Directions for this task:
The response must contain every record, repeated exactly.
========
PR #3449, opened 2024-10-22
BUG: fix EA _reduce method handling of keepdims for pandas compat

m-richards:
Technically this is a fix to #3416 I guess. Not sure why it shows up in CI now though, failing in pandas 2.1.4 and 2.2.3, perhaps due to a change in the underlying numpy versions.

The test_array test is a bit awkward calling the private method directly, but I'm not sure if there's a more straightforward way to actually exercise this on the extension array, as the series all/ any methods don't expose keepdims.


jorisvandenbossche:
> Not sure why it shows up in CI now though, failing in pandas 2.1.4 and 2.2.3, perhaps due to a change in the underlying numpy versions.

This is indeed really bizarre. I check the last green build and first failing one on CI, and nothing changed relevant changed between those (both pandas and numpy versions are the same, only some unrelated packages like tzdata and pointpats got updated)

geopandas/array.py
```diff
@@ -1647,7 +1647,7 @@ def _reduce(self, name, skipna=True, keepdims=False, **kwargs):
         # including the base class version here (that raises by default)
         # because this was not yet defined in pandas 0.23
         if name in ("any", "all"):
-            return getattr(to_shapely(self), name)()
+            return getattr(to_shapely(self), name)(keepdims=keepdims)
```
jorisvandenbossche, line 1650: BTW, while you are at it, this usage of `to_shapely` seems a bit strange (probably a left-over from the shapely/pygeos divide earlier), and is the only place in the file where we still do this. 
```suggestion
            return getattr(self._data, name)(keepdims=keepdims)
```

jorisvandenbossche: And for other readers, we are essentially calling the np.ndarray any/all method here, and those have a `keepdims` argument

jorisvandenbossche (approved):
Thanks!

jorisvandenbossche:
> The test_array test is a bit awkward calling the private method directly, but I'm not sure if there's a more straightforward way to actually exercise this on the extension array, as the series all/ any methods don't expose keepdims.

Yeah, that sounds fine in this case to explicitly test it. One would expect we already test this through other tests, but given this was initially not caught in our CI but now is, let's indeed be sure and just explicitly test it as well!

geopandas/array.py
m-richards: makes sense, seems like we could potentially also remove `to_shapely` from array.py entirely but will leave that for another PR

PR #3453, opened 2024-10-30
CLN: avoid `shapely.geos` in _compat.py

mathause:
Potentially forgotten import and usage of `shapely.geos`. As far as I can see `shapely.geos_version` already exists in shapely v2.0.0.

### DIFF
--- a/geopandas/_compat.py
+++ b/geopandas/_compat.py
@@ -4,7 +4,6 @@ from packaging.version import Version
 import pandas as pd
 
 import shapely
-import shapely.geos
 
 # -----------------------------------------------------------------------------
 # pandas compat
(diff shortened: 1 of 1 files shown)


mathause:
I don't see how the test failure could be related and cannot reproduce locally...

jorisvandenbossche (approved):
Indeed, now that we require shapely > 2, this can be used from the top-level package. 
Thanks!

jorisvandenbossche:
> I don't see how the test failure could be related and cannot reproduce locally...

Yeah, that seems strange. Let's see if that happens for other PRs as well

theroggy:
> > I don't see how the test failure could be related and cannot reproduce locally...
> 
> Yeah, that seems strange. Let's see if that happens for other PRs as well

Yep, same in a PR of mine...

jorisvandenbossche:
The only change in environment I can see is an update of pytest-cov to 6.0

theroggy:
> The only change in environment I can see is an update of pytest-cov to 6.0

In my diff fontconfig also changed from 2.14.2 to 2.15.0 , but I doubt that will be the culprit.

m-richards:
Looks to be the pytest cov change from testing

jorisvandenbossche:
@mathause if you merge in the latest `main` branch, the error should be resolved

mathause:
Thanks. Looks like now we have to wait for #3456 and potentially a micromamba fix.

jorisvandenbossche:
Yeah, but with the other builds passing, that should be good enough (and indeed the mamba failures are exactly the same as on the other PR)

jorisvandenbossche (approved):
Thanks again!

PR #3455, opened 2024-11-05
TST: fix imports tests with latest pytest-cov

jorisvandenbossche:
Based on the explanation in https://pytest-cov.readthedocs.io/en/latest/subprocess-support.html#subprocess-support, this might prevent pytest-cov getting imported in the subprocess (and importing that might trigger import pytest)

### DIFF
--- a/geopandas/tests/test_api.py
+++ b/geopandas/tests/test_api.py
@@ -1,3 +1,4 @@
+import os
 import subprocess
 import sys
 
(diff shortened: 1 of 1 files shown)


jorisvandenbossche:
This seems to work!

jorisvandenbossche:
Some failures in the dev build because of a recent pandas PR: https://github.com/pandas-dev/pandas/pull/60046#issuecomment-2457749926

m-richards (approved):
Thanks for bottoming this out!

PR #3703, opened 2025-12-23
MNT: remove vendored versioneer.py

mwtoews:
This is a follow-up to #3589 to clean-up the unused vendored versioneer.py module.


jorisvandenbossche:
It seems that @martinfleis had the same thought a few hours earlier: https://github.com/geopandas/geopandas/pull/3702

PR #3706, opened 2025-12-31
CI: warnings cleanup

m-richards:
I think with this, we will be down to no warnings in the dev CI env, so could potentially catch warnings eagerly in CI. Requires #3711 to be merged first.


martinfleis (approved):
Thanks!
========
Task output:
PR #3449, opened 2024-10-22
BUG: fix EA _reduce method handling of keepdims for pandas compat

m-richards:
Technically this is a fix to #3416 I guess. Not sure why it shows up in CI now though, failing in pandas 2.1.4 and 2.2.3, perhaps due to a change in the underlying numpy versions.

The test_array test is a bit awkward calling the private method directly, but I'm not sure if there's a more straightforward way to actually exercise this on the extension array, as the series all/ any methods don't expose keepdims.


jorisvandenbossche:
> Not sure why it shows up in CI now though, failing in pandas 2.1.4 and 2.2.3, perhaps due to a change in the underlying numpy versions.

This is indeed really bizarre. I check the last green build and first failing one on CI, and nothing changed relevant changed between those (both pandas and numpy versions are the same, only some unrelated packages like tzdata and pointpats got updated)

geopandas/array.py
```diff
@@ -1647,7 +1647,7 @@ def _reduce(self, name, skipna=True, keepdims=False, **kwargs):
         # including the base class version here (that raises by default)
         # because this was not yet defined in pandas 0.23
         if name in ("any", "all"):
-            return getattr(to_shapely(self), name)()
+            return getattr(to_shapely(self), name)(keepdims=keepdims)
```
jorisvandenbossche, line 1650: BTW, while you are at it, this usage of `to_shapely` seems a bit strange (probably a left-over from the shapely/pygeos divide earlier), and is the only place in the file where we still do this. 
```suggestion
            return getattr(self._data, name)(keepdims=keepdims)
```

jorisvandenbossche: And for other readers, we are essentially calling the np.ndarray any/all method here, and those have a `keepdims` argument

jorisvandenbossche (approved):
Thanks!

jorisvandenbossche:
> The test_array test is a bit awkward calling the private method directly, but I'm not sure if there's a more straightforward way to actually exercise this on the extension array, as the series all/ any methods don't expose keepdims.

Yeah, that sounds fine in this case to explicitly test it. One would expect we already test this through other tests, but given this was initially not caught in our CI but now is, let's indeed be sure and just explicitly test it as well!

geopandas/array.py
m-richards: makes sense, seems like we could potentially also remove `to_shapely` from array.py entirely but will leave that for another PR

PR #3453, opened 2024-10-30
CLN: avoid `shapely.geos` in _compat.py

mathause:
Potentially forgotten import and usage of `shapely.geos`. As far as I can see `shapely.geos_version` already exists in shapely v2.0.0.

### DIFF
--- a/geopandas/_compat.py
+++ b/geopandas/_compat.py
@@ -4,7 +4,6 @@ from packaging.version import Version
 import pandas as pd
 
 import shapely
-import shapely.geos
 
 # -----------------------------------------------------------------------------
 # pandas compat
(diff shortened: 1 of 1 files shown)


mathause:
I don't see how the test failure could be related and cannot reproduce locally...

jorisvandenbossche (approved):
Indeed, now that we require shapely > 2, this can be used from the top-level package. 
Thanks!

jorisvandenbossche:
> I don't see how the test failure could be related and cannot reproduce locally...

Yeah, that seems strange. Let's see if that happens for other PRs as well

theroggy:
> > I don't see how the test failure could be related and cannot reproduce locally...
> 
> Yeah, that seems strange. Let's see if that happens for other PRs as well

Yep, same in a PR of mine...

jorisvandenbossche:
The only change in environment I can see is an update of pytest-cov to 6.0

theroggy:
> The only change in environment I can see is an update of pytest-cov to 6.0

In my diff fontconfig also changed from 2.14.2 to 2.15.0 , but I doubt that will be the culprit.

m-richards:
Looks to be the pytest cov change from testing

jorisvandenbossche:
@mathause if you merge in the latest `main` branch, the error should be resolved

mathause:
Thanks. Looks like now we have to wait for #3456 and potentially a micromamba fix.

jorisvandenbossche:
Yeah, but with the other builds passing, that should be good enough (and indeed the mamba failures are exactly the same as on the other PR)

jorisvandenbossche (approved):
Thanks again!

PR #3455, opened 2024-11-05
TST: fix imports tests with latest pytest-cov

jorisvandenbossche:
Based on the explanation in https://pytest-cov.readthedocs.io/en/latest/subprocess-support.html#subprocess-support, this might prevent pytest-cov getting imported in the subprocess (and importing that might trigger import pytest)

### DIFF
--- a/geopandas/tests/test_api.py
+++ b/geopandas/tests/test_api.py
@@ -1,3 +1,4 @@
+import os
 import subprocess
 import sys
 
(diff shortened: 1 of 1 files shown)


jorisvandenbossche:
This seems to work!

jorisvandenbossche:
Some failures in the dev build because of a recent pandas PR: https://github.com/pandas-dev/pandas/pull/60046#issuecomment-2457749926

m-richards (approved):
Thanks for bottoming this out!

PR #3703, opened 2025-12-23
MNT: remove vendored versioneer.py

mwtoews:
This is a follow-up to #3589 to clean-up the unused vendored versioneer.py module.


jorisvandenbossche:
It seems that @martinfleis had the same thought a few hours earlier: https://github.com/geopandas/geopandas/pull/3702

PR #3706, opened 2025-12-31
CI: warnings cleanup

m-richards:
I think with this, we will be down to no warnings in the dev CI env, so could potentially catch warnings eagerly in CI. Requires #3711 to be merged first.


martinfleis (approved):
Thanks!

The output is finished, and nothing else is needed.